Abstract
Despite functional heterogeneity, the high frequency of intratumoral neutrophils predicts poor clinical outcomes. The tumor microenvironment reprograms neutrophils into immunosuppressive subsets that hinder anticancer immunity, thereby contributing to tumor growth and resistance to immunotherapies. However, the mechanisms underlying neutrophil reprogramming remain elusive. In this study, we report that the immunosuppressive ability of brain tumor-infiltrating neutrophils was restricted to a highly glycolytic and long-lived subset expressing CD71, which acquired immunosuppressive properties in response to hypoxia. Mechanistically, hypoxia boosted glucose metabolism in CD71+ neutrophils, leading to high lactate production.

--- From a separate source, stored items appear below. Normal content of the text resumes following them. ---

PR #633, opened 2023-01-13
annotate resources for deletion

myaser:
teapot/issues#1950

### DIFF
--- a/provisioner/clusterpy.go
+++ b/provisioner/clusterpy.go
@@ -1151,8 +1151,6 @@ func overrideDeletionProtection(ctx context.Context, kind, name string, iface dy
 	switch kind {
 	case "Namespace":
 		annotation = "zalando.org/delete-namespace"
-	case "Postgresql":
-		annotation = "zalando.org/delete-clustername"
 	default:
 		// no annotation needed
 		return nil
--- a/provisioner/clusterpy.go
+++ b/provisioner/clusterpy.go
@@ -3,6 +3,7 @@ package provisioner
 import (
 	"bytes"
 	"context"
+	"encoding/json"
 	"fmt"
 	"io"
 	"net/http"
@@ -36,6 +37,7 @@ import (
 	metav1 "k8s.io/apimachinery/pkg/apis/meta/v1"
 	metav1unstructured "k8s.io/apimachinery/pkg/apis/meta/v1/unstructured"
 	"k8s.io/apimachinery/pkg/runtime/schema"
+	k8stypes "k8s.io/apimachinery/pkg/types"
 	"k8s.io/client-go/discovery/cached/memory"
 	"k8s.io/client-go/dynamic"
 	"k8s.io/client-go/restmapper"
@@ -1113,8 +1115,11 @@ func performDeletion(ctx context.Context, logger *log.Entry, client dynamic.Inte
 	} else {
 		iface = client.Resource(gvr)
 	}
-
 	if deletion.Name != "" {
+		err := overrideDeletionProtection(ctx, deletion.Kind, deletion.Name, iface)
+		if err != nil {
+			return err
+		}
 		return deleteResource(ctx, iface, logger, deletion.Kind, deletion.Name, deletion.options())
 	} else if len(deletion.Labels) > 0 {
 		items, err := listResources(ctx, iface, deletion)
@@ -1127,6 +1132,10 @@ func performDeletion(ctx context.Context, logger *log.Entry, client dynamic.Inte
 		}
 
 		for _, item := range items {
+			err := overrideDeletionProtection(ctx, deletion.Kind, item.GetName(), iface)
+			if err != nil {
+				return err
+			}
 			err = deleteResource(ctx, iface, logger, deletion.Kind, item.GetName(), deletion.options())
 			if err != nil {
 				return err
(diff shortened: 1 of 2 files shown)


provisioner/clusterpy.go
```diff
@@ -1137,6 +1146,38 @@ func performDeletion(ctx context.Context, logger *log.Entry, client dynamic.Inte
 	return nil
 }
 
+func annotateDeletion(ctx context.Context, kind, name string, iface dynamic.ResourceInterface) error {
```
linki, line 1149: Let's rename this so it's easier to understand what this is about. It's some sort of deletion protection, right? So maybe `disableDeletionProtection` or something like that? (similar to CloudFormation's Stack deletion protection)

linki: @myaser Thanks!

myaser:
👍🏻

provisioner/clusterpy.go
```diff
@@ -1137,6 +1146,38 @@ func performDeletion(ctx context.Context, logger *log.Entry, client dynamic.Inte
...
+	default:
+		// no annotation needed
+		return nil
+	}
+
+	patch := map[string]interface{}{
+		"metadata": map[string]interface{}{
+			"annotations": map[string]interface{}{
+				"zalando.org/delete-date": time.Now().Format("2006-01-02"),
+				annotation:                name,
```
linki, line 1165: `name` isn't correct for Postresql, isn't it? Because the annotation name is `"zalando.org/delete-clustername"` the value seems to be the cluster's name and not the database itself.

I also wouldn't mind leaving out Postgresql entirely here. We don't need it right now and this way we cannot accidentally delete it.

provisioner/clusterpy_test.go
```diff
@@ -514,6 +516,40 @@ func TestPerformDeletion(t *testing.T) {
...
+						}
+					}
+				}
+				return []clientError{
+					{
+						matches: deleteAction("namespaces", "ns-foo"),
+						err:     fmt.Errorf("admission webhook \"namespace-admitter.teapot.zalan.do\" denied the request: annotation zalando.org/delete-date not set in manifest to allow resource deletion. See https://cloud.docs.zalando.net/howtos/delete-protection/"),
+					},
+				}
+			},
```
linki, line 552: How come these errors don't change the `expectDeleted` outcome of this test case?

provisioner/clusterpy_test.go
```diff
@@ -697,14 +748,16 @@ func TestPerformDeletion(t *testing.T) {
...
+					for _, ce := range tc.clientErrors(state) {
+						if ce.matches(action) {
+							ignore = true
+							break
+						}
 					}
 				}
 
-				if action, ok := action.(k8stesting.DeleteAction); ok && !ignore {
+				if action, ok := action.(k8stesting.DeleteAction); ok && !ignore && action.GetVerb() == "delete" {
```
linki, line 760: Why is `&& action.GetVerb() == "delete"` needed now? Is it now implied by `action` being a `k8stesting.DeleteAction` already or did something change?

provisioner/clusterpy_test.go
myaser: Since I converted it to a function, I now check if the status map has the delete annotations, then it returns a nil

so, the error isn't actually raised and thus the output does not change

provisioner/clusterpy_test.go
myaser: because the `clientReactors` is adding one more action (`k8stesting.PatchAction`) that is handling the annotation

so the if statement would have caught 2 actions and duplicated the output

> is it now implied by action being a k8stesting.DeleteAction already
it was already the case no change here isn't it?

provisioner/clusterpy.go
myaser: > We don't need it right now and this way we cannot accidentally delete it.

I agree, I will remove it then

provisioner/clusterpy_test.go
linki: I mean, we already check that `action` is a `k8stesting.DeleteAction` (via `ok`). A `k8stesting.PatchAction` should already be filtered out there, shouldn't it?

myaser: I thought so, but no, it is not filtered out.
because of the hierarchy of the Action interfaces and their implementations, the PatchActionImpl is also implementing DeleteAction. 
```
replace (
	k8s.io/apimachinery => k8s.io/apimachinery v0.21.9
	k8s.io/client-go => k8s.io/client-go v0.21.9
)
```
```go
// You can edit this code!
// Click here and start typing.
package main

import (
	"fmt"

	"k8s.io/apimachinery/pkg/runtime/schema"
	k8stypes "k8s.io/apimachinery/pkg/types"
	k8stesting "k8s.io/client-go/testing"
)

func test(a k8stesting.Action) {
	if _, ok := a.(k8stesting.DeleteAction); ok {
		fmt.Println("Action is a DeleteAction")
	} else {
		fmt.Println("Action is not DeleteAction")
	}
}

func main() {
	gvr := schema.GroupVersionResource{Group: "group", Version: "version", Resource: "namespaces"}
	testAction := k8stesting.NewRootPatchAction(gvr, "fake", k8stypes.JSONPatchType, nil)
	test(testAction)
}
```
Screenshot 2023-01-17 at 11 05 34

it seems a bug that exists in this version of k8s, I checked the latest version and it have been fixed

myaser:
👍🏻

provisioner/clusterpy_test.go
linki: 👍

linki: image

linki:
👍

linki:
👍

PR #635, opened 2023-01-23
Fix namespace delete annotation

mikkeloscar:
Follow up to #633 

This changes the patching of Namespace resources to first get the resource, annotate it and update it. The motivation for this is to fix the patching which was not a valid patch resulting in the error:

```
Failed to process cluster: json: cannot unmarshal object into Go value of type jsonpatch.Patch
```

Additionally it _removes_ the existing unit test which attempted to mock the deletion check, but did it in a way, where it didn't correctly test the patch and therefore didn't detect the invalid patch format.

The ideal way to test this would be to mock the delete action to check for the annotation as is done in the admission-controller. However, because delete actions don't include the object content it's very complicated to mock it in a meaningful way.
Therefore leave out the unit test for now.

This is tested manually in a pet cluster.

### DIFF
--- a/provisioner/clusterpy.go
+++ b/provisioner/clusterpy.go
@@ -3,7 +3,6 @@ package provisioner
 import (
 	"bytes"
 	"context"
-	"encoding/json"
 	"fmt"
 	"io"
 	"net/http"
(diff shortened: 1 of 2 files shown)


myaser:
👍🏻

mikkeloscar:
:+1:

PR #636, opened 2023-01-31
Add MemoryFraction function to InstanceInfo

mikkeloscar:
This adds a `MemoryFraction` method which allows parsing a fraction (whole number between `0-100`) and get the percentage of instance memory in bytes returned.

This is useful for calculation e.g. 50% of memory of a master node and set this as the limit for the kube-apiserver pod: https://github.com/zalando-incubator/kubernetes-on-aws/pull/5722

### DIFF
--- a/pkg/aws/instance_info.go
+++ b/pkg/aws/instance_info.go
@@ -35,6 +35,10 @@ func (i Instance) AvailableStorage(instanceStorageScaleFactor float64, rootVolum
 	return int64(instanceStorageScaleFactor * float64(i.InstanceStorageDevices*i.InstanceStorageDeviceSize))
 }
 
+func (i Instance) MemoryFraction(percent int64) int64 {
+	return percent * i.Memory / 100
+}
+
 type InstanceTypes struct {
 	instances map[string]Instance
 }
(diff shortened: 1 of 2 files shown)


pkg/aws/instance_info.go
```diff
@@ -35,6 +35,10 @@ func (i Instance) AvailableStorage(instanceStorageScaleFactor float64, rootVolum
 	return int64(instanceStorageScaleFactor * float64(i.InstanceStorageDevices*i.InstanceStorageDeviceSize))
 }
 
+func (i Instance) MemoryFraction(fraction int64) int64 {
+	return int64(float64(fraction) / 100.0 * float64(i.Memory))
```
linki, line 39: Since input and output are both `int`, there's a nice way to avoid the floats:
```go
func (i Instance) MemoryFraction(percent int64) int64 {
	return percent * i.Memory / 100
}
```

mikkeloscar: Thanks! Changed!

mikkeloscar:
:+1:

mikkeloscar:
:+1:

linki:
👍

PR #643, opened 2023-02-06
Update generated code after go-swagger update

mikkeloscar:
Follow up to #641 where go-swagger was updated which changed some of the generated code for the cluster-registry client.
Without this the files changes during the build and the version gets the `-dirty` suffix.


mikkeloscar:
:+1:

katyanna:
👍

PR #645, opened 2023-02-23
Build multi-arch image for CLM

mikkeloscar:
This adds multi-arch build for CLM to avoid depending on the legacy open source registry.

Further we can use the new dependency support for Zalando ECR based images to trigger the internal deployment.

* It also updates `kubectl` in the image to v1.22.17 as we run that in all clusters by now.


mikkeloscar:
:+1:

katyanna:
👍

PR #653, opened 2023-03-10
refactoring

myaser:
teapot/issues#3254
tested here https://github.com/zalando-incubator/kubernetes-on-aws/pull/5811/files

intuition:
* remove `updatestrategy.NodePoolManager` dependency as it is not used by the provisions
* introduce `NodePoolTemplateRenderer` to simplify the `AWSNodePoolProvisioner` type
* use a map for grouping nodePools instead of slice - refactor `groupNodePools`


provisioner/node_pools.go
```diff
@@ -53,46 +53,111 @@ type remoteData struct {
...
+		return "", err
+	}
+	rendered, err := renderSingleTemplate(cloudInitContents, r.cluster, nodePool, values, r.awsAdapter)
+	if err != nil {
+		return "", err
+	}
 
-	stackManifest, err := p.config.NodePoolManifest(nodePool.Profile, stackFileName)
+	if !r.encodeUserData {
+		return rendered, nil
```
linki, line 111: What's the use case of this? For testing?

I'm asking because according to the [AWS docs](https://docs.aws.amazon.com/AWSEC2/latest/UserGuide/instancedata-add-user-data.html) userdata always needs to be base64 encoded, so what's the point of not encoding it?

myaser: I tried to make karpenter work with this way of encoded userdata and I failed 😅 
So as a workaround, I bypassed the encoding, and that worked fine

we will need to revisit this in the future and enforce the encoding (after learning the right way to do it)
but for now, I did not want to be blocked by it

api/node_pool.go
```diff
@@ -25,3 +25,35 @@ func (np NodePool) IsSpot() bool {
...
+				Value:  taintData[1],
+				Effect: taintData[2],
+			})
+		} else if len(taintData) == 2 {
+			taints = append(taints, Taint{
+				Key:    taintData[0],
+				Effect: taintData[1],
+			})
+		}
+	}
```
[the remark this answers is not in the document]
myaser: good catch 😄 

will fix it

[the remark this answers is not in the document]
myaser: in fact the implementation mentioned here https://github.com/kubernetes/kops/blob/7b4430ff61ee497aee0ec28d625f69125e8373ee/pkg/model/awsmodel/spotinst.go#L1070-L1092

suffers the same problem (dedicated:foo=NoSchedule)

I will improve on that

provisioner/node_pools.go
linki: At some point we added the `gzip` part because either the Userdata or the CloudFormation Template size exceeded some limit. I don't know if that's still an issue but just a heads up in case you stumble upon it.

api/node_pool.go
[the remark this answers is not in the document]
myaser: I prevented this case  of `dedicated=test` & `dedicated:foo=NoSchedule`
see pkg/kubernetes/kubernetes_test.go

provisioner/node_pools.go
myaser: Yea, I did stumble upon it, but I could guess it is related to the payload size

In karpenter, userdata is not part of the cloudformation template; rather, it is used by the karpenter controller to create the launch template and then the ec2 node dynamically. Somewhere in this pipeline, it was not able to parse the gzipped-bas64-encoded userdata and was creating corrupted launch templates, so the ec2 node never run

linki: Thanks for the explanation.

provisioner/clusterpy.go
```diff
@@ -321,56 +321,37 @@ func (p *clusterpyProvisioner) Provision(ctx context.Context, logger *log.Entry,
...
-			default:
-				// update nodes
-				for _, nodePool := range g.NodePools {
-					err := updater.Update(ctx, nodePool)
-					if err != nil {
-						return err
-					}
+	if err = ctx.Err(); err != nil {
+		return err
+	}
```
myaser, line 350: maybe this is redundent

linki:
👍

myaser:
👍🏻

PR #654, opened 2023-03-14
Allow to set apply-only per cluster via config item

linki:
Sometimes you want to have CLM update manifests as fast as possible and skip and defer any node rolls. CLM has a global falg for that `--apply-only` but it's rarely used since it requires to redeploy CLM and it's global.

This adds a config item, similar to `update_strategy`, that allows to config the apply-only behaviour at runtime on a per-cluster basis.

Note: don't merge, untested

### DIFF
--- a/provisioner/clusterpy.go
+++ b/provisioner/clusterpy.go
@@ -55,6 +55,7 @@ const (
 	configKeyUpdateStrategy            = "update_strategy"
 	updateStrategyRolling              = "rolling"
 	updateStrategyCLC                  = "clc"
+	configKeyUpdateApplyOnly           = "update_apply_only"
 	defaultMaxRetryTime                = 5 * time.Minute
 	clcPollingInterval                 = 10 * time.Second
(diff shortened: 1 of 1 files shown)


AlexanderYastrebov:
> // briefly block cluster update to retrigger CLM

Why is this needed? I think CLM will be triggered by the `update_apply_only` config item change, won't it?

linki:
@AlexanderYastrebov Yes, if there's no update in progress. The example specifically handles the case where a long-running cluster update with node rotations is already underway. In this case changing the config item will not retrigger CLM until the node rotations are done which can take a long time. Restarting CLM or blocking/unblocking does the trick then.

linki:
I'm closing this: Since karpenter, worker nodes are rolled _after_ manifests are applied. This significantly reduces the time until manifests are applied and makes this feature mostly unnecessary. We still have to wait for masters to be rolled but that doesn't take long.

PR #655, opened 2023-03-14
deletions: add selector

AlexanderYastrebov:
Adds deletion `selector` to enable set and equality-based label requirements, see https://kubernetes.io/docs/concepts/overview/working-with-objects/labels/#label-selectors

It could be used to create resources with dynamic name:
```yaml
# pcs.yaml
# skipper_oauth2_ui_login_hostnames: "foo.example.org=foo,foo.example.com=foo,bar.example.net=bar"

{{ $config_hash := printf "%.32s" (.ConfigItems.skipper_oauth2_ui_login_hostnames | sha256) }}

{{ range split .ConfigItems.skipper_oauth2_ui_login_hostnames "," }}
{{ $hostname := index (split . "=") 0 }}
---
apiVersion: "zalando.org/v1"
kind: PlatformCredentialsSet
metadata:
  name: "{{ $hostname }}-credentials"
  namespace: kube-system
  labels:
    type: hostname-credentials
    config-hash: {{ $config_hash }}
  ...
spec:
...
{{ end }}
```
and delete resources that do not match actual config value hash (note `!=` operator):
```yaml
# deletions.yaml

{{ $config_hash := printf "%.32s" (.ConfigItems.skipper_oauth2_ui_login_hostnames | sha256) }}

post_apply:
- kind: PlatformCredentialsSet
  namespace: kube-system
  selector: type=hostname-credentials,config-hash!={{ $config_hash }}
```

https://github.com/zalando-incubator/cluster-lifecycle-manager/pull/656 proposes to add `sha256` function.

PR #656, opened 2023-03-14
template: add sha256 function

AlexanderYastrebov:
For https://github.com/zalando-incubator/cluster-lifecycle-manager/pull/655

### DIFF
--- a/provisioner/template_test.go
+++ b/provisioner/template_test.go
@@ -104,6 +104,16 @@ func TestManifestHashRecursiveInclude(t *testing.T) {
 	require.Error(t, err)
 }
 
+func TestSha256(t *testing.T) {
+	result, err := renderSingle(
+		t,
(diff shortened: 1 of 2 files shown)


provisioner/template_test.go
```diff
@@ -104,6 +104,16 @@ func TestManifestHashRecursiveInclude(t *testing.T) {
 	require.Error(t, err)
 }
 
+func TestSha256(t *testing.T) {
+	result, err := renderSingle(
+		t,
+		`{{ printf "%.32s" (.Values.data | sha256) }}`,
```
AlexanderYastrebov, line 110: sha256 is a well-defined function so I propose to implement it as is and derive shorter values if needed.

mikkeloscar:
:+1:

linki:
👍

PR #657, opened 2023-03-27
provisioner: add replaceAll template function

AlexanderYastrebov:
This could be used to define a valid yaml that requires an integer value:
```yaml
spec:
  # {{ replaceAll `
  terminationGracePeriodSeconds: 30
  # ` "30" .Cluster.ConfigItems.skipper_termination_grace_period }}
```
becomes
```yaml
spec:
  # 
  terminationGracePeriodSeconds: 10
  #
```


mikkeloscar:
Closing since it was not used so far

PR #658, opened 2023-03-29
provisioner: update split template function logic for empty input

AlexanderYastrebov:
Splitting empty string intuitively should produce zero parts.

Stdlib strings.Split returns s if s does not contain d therefore strings.Split("", ",") returns one part [""].

This should simplify a common pattern:
```
{{ if ne .ConfigItems.foo "" }}
{{ range $bar := split .ConfigItems.foo "," }}
  - "{{ $bar }}"
{{ end }}
{{ end }}
```
to
```
{{ range $bar := split .ConfigItems.foo "," }}
  - "{{ $bar }}"
{{ end }}
```

### DIFF
--- a/provisioner/template_test.go
+++ b/provisioner/template_test.go
@@ -180,6 +180,38 @@ func TestAZCountNoSubnets(t *testing.T) {
 	require.EqualValues(t, "0", result)
 }
 
+func TestSplit(t *testing.T) {
+	t.Run("empty", func(t *testing.T) {
+		result, err := renderSingle(
+			t,
+			`{{ range $index, $element := split .Values.data "," }}{{ $index }}={{ $element}}{{end}}`,
+			"")
+
+		require.NoError(t, err)
+		require.Equal(t, "", result)
+	})
+
+	t.Run("single", func(t *testing.T) {
+		result, err := renderSingle(
+			t,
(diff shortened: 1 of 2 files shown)


provisioner/template_test.go
```diff
@@ -180,6 +180,38 @@ func TestAZCountNoSubnets(t *testing.T) {
...
+	})
+
+	t.Run("multiple", func(t *testing.T) {
+		result, err := renderSingle(
+			t,
+			`{{ range $index, $element := split .Values.data "," }}{{ $index }}={{ $element}}{{end}}`,
+			"foo,bar")
+
+		require.NoError(t, err)
+		require.Equal(t, "0=foo1=bar", result)
```
RomanZavodskikh, line 211: minor: "0=foo1=bar" this format seems very strange to me. However, I think it already works here, so see no problem merging it.

RomanZavodskikh (approved):

RomanZavodskikh:
:+1:

provisioner/template_test.go
AlexanderYastrebov: This is not a format really but a test template to show what are the values it ranges over

mikkeloscar:
:+1:

AlexanderYastrebov:
:+1:

PR #692, opened 2023-08-17
add template function

myaser:
Add template function to be used in k8s-on-aws; it is grouping node-pools by the dedicated label, then finding if there is a common profile, it is then return a string value "karpenter", "zalando", or "" based on the profile

### DIFF
--- a/provisioner/template.go
+++ b/provisioner/template.go
@@ -131,18 +131,19 @@ func renderTemplate(context *templateContext, file string) (string, error) {
 		"nodeCIDRMaxNodes": func(maskSize int64, reserved int64) (int64, error) {
 			return nodeCIDRMaxNodes(16, maskSize, reserved)
 		},
-		"nodeCIDRMaxNodesPodCIDR":       nodeCIDRMaxNodes,
-		"nodeCIDRMaxPods":               nodeCIDRMaxPods,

Lactate caused histone lactylation, which subsequently regulated arginase-1 expression, required for T-cell suppression. Targeting histone lactylation with the antiepileptic drug isosafrole blocked CD71+ neutrophil immunosuppressive ability, delayed tumor progression, and sensitized brain tumors to immunotherapy. A distinctive gene signature characterizing immunosuppressive CD71+ neutrophils correlated with adverse clinical outcomes across diverse human malignancies. This study identifies histone lactylation as a potential therapeutic target to counteract neutrophil-induced immunosuppression within tumors.
Significance:
Neutrophils are critical contributors to the immunosuppressive microenvironment that restricts the effects of promising immunotherapies in glioblastoma. Our study identifies hypoxia-driven histone lactylation as a potential target to block immunosuppressive neutrophils and boost the effects of immunotherapy in glioblastoma and in other cancer settings beyond brain tumors.